Я не знал, был ли отчим праведником и единственным в мире, но что он — лучший из всех, кто меня окружал, понимал твердо. Я любил его — и любил больше мамы, хотя ни разу не назвал по-родному, на «ты», только Осипом Соломоновичем. Он понимал меня, он был добр, он ласково говорил со мной, бережно гладил по голове, никогда не распекал за шум, за поднятую пыль, за беспорядок, за бешеные игры с собакой. А если порой ругал, то лишь когда я, виноватый, сам готов был не то что ругать — почти проклинать себя. И ни разу, ни разу за много лет нашей жизни он не ударил меня — тогда как тяжесть маминых рук хорошо знали все части моего тела.
Было нестерпимо слышать, как отец честит моего отчима. Но я не умел говорить так же зло и категорично, а простые, без злобы, слова не годились. Я только недобро сказал:
— Ты считаешь, меня испоганили?
— А ты сомневаешься? — удивился отец. — Ну, не испоганили — это, пожалуй, чересчур. Но испортили порядочно.
— В чем именно испортили?
— Во всем, Сережа. Надо смотреть правде в глаза. Я тебе родной, а не придуманный отец. И характер у тебя не сахар, и поведение отвратительное, и товарищи подозрительные, ты лентяй и пустозвон. Всего не перечислишь. Но не отчаивайся, время еще не ушло. Будем возвращаться в человеки.
— Будешь возвращать, а не будем возвращаться, — уточнил я. — Как собираешься это делать?
Он не уловил моей нараставшей пьяной враждебности. Деловито вылил из бутылки оставшуюся водку, выпил не закусывая, и стал рисовать мое будущее — железные нотки позвякивали в его спокойном голосе.
— Прежде всего школа. Об аккуратном посещении не говорю, это само собой… После школы — час-полтора усердных домашних занятий. Теперь кино. Будешь посещать только те картины, которые я сам предварительно просмотрю. И не больше чем два раза в неделю. Книги для внеклассного чтения буду отбирать сам. Те, которые возьмешь без меня, проверю. О товарищах — босячество и разнузданность прекратим. О ком скажу — его не надо, с тем прекращай дружить. И о девочках: на время забудь, их пора еще не пришла. Последнее — стихи. Хулиганство и бездельничанье — не тема, литературу такими стишками только портить, а не обогащать. Вот такая программа. Нравится?

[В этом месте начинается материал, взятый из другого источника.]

PR #253, opened 2022-03-28
Add polling file watcher

msimecek:
Although the AKS CSI driver did a good job refreshing secrets from Key Vault, our .NET applications were not reloading it automatically. This PR fixes that by adding `DOTNET_USE_POLLING_FILE_WATCHER` environmental variable.

> Some file systems, such as Docker containers and network shares, may not reliably send change notifications. Set the DOTNET_USE_POLLING_FILE_WATCHER environment variable to 1 or true to poll the file system for changes every four seconds (not configurable).

https://docs.microsoft.com/en-us/aspnet/core/fundamentals/file-providers?view=aspnetcore-6.0#watch-for-changes

### DIFF
--- a/src/app/charts/backgroundprocessor/templates/deployment.yaml
+++ b/src/app/charts/backgroundprocessor/templates/deployment.yaml
@@ -51,7 +51,7 @@ spec:
               value: "30"
             - name: DOCKER_HEALTHCHECK_FILEPATH
               value: "/tmp/healthy"
-            - name: "DOTNET_USE_POLLING_FILE_WATCHER" # Docker is not sending file change notification reliably, this enables file system polling every 4 seconds (not configurable) and thus automatic configuration refresh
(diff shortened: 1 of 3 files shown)


sebader:
how about explaining in the comment why we need this in the first place (because we are using KeyVault CSI driver with auto refresh)

msimecek:
I was hoping that this would do it :D

> and thus automatic configuration refresh

Will add more.

msimecek:
How about now?

sebader (approved):
Love it

heoelri (approved):
Cool!

sebader:
and to -connected, too, please :)

msimecek:
Validated in `afe2e3599`. Change of `Global-StorageAccount-ConnectionString` in Key Vault got picked up by the API in a few minutes.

Я изо всех сил старался, чтобы мой голос звучал ровно.
— Не имеет значения — нравится, не нравится. Скажи вот что, папа: с кем ты будешь ее выполнять?
— Как с кем? С тобой, конечно. Она составляется для тебя.
— Вот тут ты ошибаешься. Со мной не получится. Я к тебе в Ростов не поеду.
До него не сразу дошли мои слова. Он глядел на меня во все глаза — пока они еще блестели. Только лицо посуровело.
— Как это — не поедешь? А что Киле нарассказал? И мама согласна — вчера заплакала, но обещала препон не чинить. У нее слово твердое, сколько раз на себе проверял.
— У мамы препон не будет, у меня появились.
Теперь и глаза его изменились. Он глядел зло и беспощадно — такой взгляд у него был при рассказе об арестах по классовому признаку.
— Значит, передумал? Не по характеру нормальная жизнь?
— Передумал, папа. Не по характеру. Ты сам объяснил, что характер у меня — не сахар.
Он приподнялся. Я тоже вскочил. Пришлось ухватиться рукой за стол — ноги не держали.
— А тебе не пришло в голову, сынок, что я могу применить силу? — медленно сказал он. — Я приказал Киле бежать за билетами. Скоро она вернется — и я схвачу тебя и потащу на вокзал. Все же сын — имею права.
Я перестал сдерживать ярость. Я кричал и махал руками перед его лицом.
— Нет у тебя прав! Их отобрали три года назад — на суде. А применишь силу — буду драться. С тобой, и с Килей, и с Маней! Со мной не справишься так просто, как с теми, беззащитными, кого хватал по классовому признаку!